In epidemiology, we are working with INSERM clinicians and biostatisticians to study fetal development in the last two trimesters of pregnancy. Reference or standard curves are required in this kind of biomedical problems. Values which lie outside the limits of these reference curves may indicated the presence of disorder. Data are from the French EDEN mother-child cohort (INSERM). It is a mother-child cohort study investigating the prenatal and early postnatal determinants of child health and development. 2002 pregnant women were recruited before 24 weeks of amenorrhoea in two maternity clinics from middle-sized French cities (Nancy and Poitiers). From May 2003 to September 2006, 1899 newborns were then included. The main outcomes of interest are fetal (via ultra-sound) and postnatal growth, adiposity development, respiratory health, atopy, behaviour and bone, cognitive and motor development. We are studying fetal weight that depends on the gestional age in the second and the third trimesters of mother's pregnancy. Some classical empirical and parametric methods as polynomials are first used to construct these curves. Polynomial regression is one of the most common parametric approach for modelling growth data espacially during the prenatal period. However, some of them require strong assumptions. So, we propose to work with semi-parametric LMS method, by modifying the response variable (fetal weight) with a Box-cox transformation. Nonparametric methods as Nadaraya-Watson kernel estimation or local polynomial estimation are also proposed to construct these curves. It is the object of the communication [28] and a paper is in progress. In addition, we want to develop a test, based on Z-scores, to detect any slope breaks in the fetal development curves (work in progress).

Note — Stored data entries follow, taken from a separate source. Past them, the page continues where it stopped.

PR #396, opened 2018-03-15
Parsing a suggested mapping; stubs for routes

kanishka-azimi:
Unit tests still being added...

Continuing succession of merges resulting from recent work that builds up to the upload participant csv feature. Slightly speculative code, but awaiting synchronization with Bryan for how to avoid merging functions not used yet.

Feel free to review now, after unit tests have been added, or after merge. I will read and process comments whenever.

### DIFF
--- a/src/Databrary/Model/Ingest.hs
+++ b/src/Databrary/Model/Ingest.hs
@@ -1,4 +1,4 @@
-{-# LANGUAGE TemplateHaskell, QuasiQuotes, DataKinds #-}
+{-# LANGUAGE TemplateHaskell, QuasiQuotes, DataKinds, OverloadedStrings #-}
 module Databrary.Model.Ingest
   ( IngestKey
   , lookupIngestContainer
@@ -8,10 +8,15 @@ module Databrary.Model.Ingest
   , lookupIngestAsset
   , addIngestAsset
   , replaceSlotAsset
+  , HeaderMappingEntry(..)
   ) where
 
 import qualified Data.Csv as CSV
+import qualified Data.List as L
+import qualified Data.Map as Map
 import qualified Data.Text as T
+import Data.Text (Text)
+import Data.Map (Map)
 import Database.PostgreSQL.Typed.Query (pgSQL)
 import Database.PostgreSQL.Typed
 import Database.PostgreSQL.Typed.Query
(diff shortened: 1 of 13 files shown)


src/Databrary/Model/Ingest.hs
```diff
@@ -341,3 +352,57 @@ extractColumnsDistinctSampleJson maxSamples hdrs records =
...
+        if participantMetric `elem` volParticipantActiveMetrics
+        then 
+            case Map.lookup participantMetric requestedMapping of
+                Just csvField ->
+                    if (TE.encodeUtf8 csvField) `elem` colHdrs
+                    then pure (Just csvField)
+                    else fail ("unknown column (" ++ (show csvField) ++ ") for metric (" ++ (show . metricName) participantMetric)
+                Nothing -> fail ("missing expected participant metric:" ++ (show . metricName) participantMetric)
+        else
+            pure Nothing
```
kanishka-azimi: Current design typically expresses this as a "deform" form in the controller layer. Seems messy to have the controller be aware of such detailed information about the internals of participant field mapping.. Maybe the column exists, unique columns and metric is an active volume participant metric check can happen in Ingest controller, and the conversion from validated Map to ParticipantFieldMapping can happen here..

src/Databrary/Model/Metric.hs
```diff
@@ -701,6 +763,10 @@ getMetric (Id i) = IntMap.lookup (fromIntegral i) metricsById
 getMetric' :: Id Metric -> Metric
 getMetric' (Id i) = metricsById IntMap.! fromIntegral i
 
+lookupParticipantMetricBySymbolicName :: Text -> Maybe Metric
+lookupParticipantMetricBySymbolicName symbolicName =
+    find (\m -> (Data.Text.filter (/= ' ') . Data.Text.toLower . metricName) m == symbolicName) participantMetrics
+
```
kanishka-azimi: debated whether to only expose this or expose constants above. seem better to have compiler check for typos rather than use strings in more places.

kanishka-azimi:
Last PR for a day or so. Will add the type checker and then package up that with remaining code and some tests.

kanishka-azimi:
There is some cruft in validating the mapping provided still references real columns and metrics. Could possibly get around this by saving the Haskell values to disk and having client submit and id that references a validated mapping, at the price of making the API more stateful and obtuse

src/Databrary/Model/Metric.hs
chreekat: We can further improve this in the future by creating explicit Haskell-enum<--->Database-enum datatype mappings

Many articles were devoted to the problem of recursively estimating eigenvectors corresponding to eigenvalues in decreasing order of the expectation of a random matrix using an i.i.d. sample of it. The present study makes the following contributions: the convergence of processes to normed eigenvectors is proved under two sets of more general assumptions, the observed random matrices are no more supposed i.i.d.; moreover, the scope of these processes is widened. The application to online principal component analysis of a data stream is treated, assuming that data are realizations of a random vector Z whose expectation is unknown and is estimated online, as well as possibly the metric used when it depends on unknown characteristics of Z; two types of processes are studied: we are no more bound to use a data mini-batch at each step, but we can use all previously observed data up to the current step without storing them, thus taking into account all the information contained in previous data. The conducted experiments have shown that processes of the second type are faster than those of the first type. It is the object of the submitted paper [32] and the communication [21].

The study addresses the problem of constrained binary logistic regression, particularly in the case of a data stream, using a stochastic approximation process. To avoid a numerical explosion which can be encountered, we propose to use a process with online standardized data instead of raw data. This type of process can also be used when we have to standardize the explanatory variables, for example in the case of a shrinkage method such as LASSO. Herein, we define and study the almost sure convergence of an averaged constrained stochastic gradient process with online standardized data. Moreover we propose to use a piecewise constant step-size in order that the step-size does not decrease too quickly and reduce the speed of convergence. Processes of this type are compared to classical processes on real and simulated datasets. The results of conducted experiments confirm the validity of the choices made. This will be used in an ongoing application to online updating of a score in heart failure patients. It is the object of the submitted paper [31] and the communications [20],[19].